Start of DATA TO USE
PR #4696, opened 2021-01-07
Revert "Stage 1 of runestones working with buff and combat-trainer."

Dartellum:
Reverts rpherbig/dr-scripts#4695 

@rpherbig  Could you revert https://github.com/rpherbig/dr-scripts/pull/4695? Two reasons: First, without the updated combat-trainer it is not preparing properly, and two, seems some are getting into the else match with crossing-training and I am not sure how (line 117-121 common-arcana.

### DIFF
--- a/common-arcana.lic
+++ b/common-arcana.lic
@@ -109,31 +109,22 @@ module DRCA
     end
   end
 
-  def prepare?(abbrev, mana, symbiosis = false, command = 'prepare', tattoo_tm = false, runestone_name = '', runestone_tm = false)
End of DATA TO USE
• THE PROBLEM
Wherever a line of the material has the word "arcana", add it to a tally; give only the final number.

• WRITTEN SOLUTION
3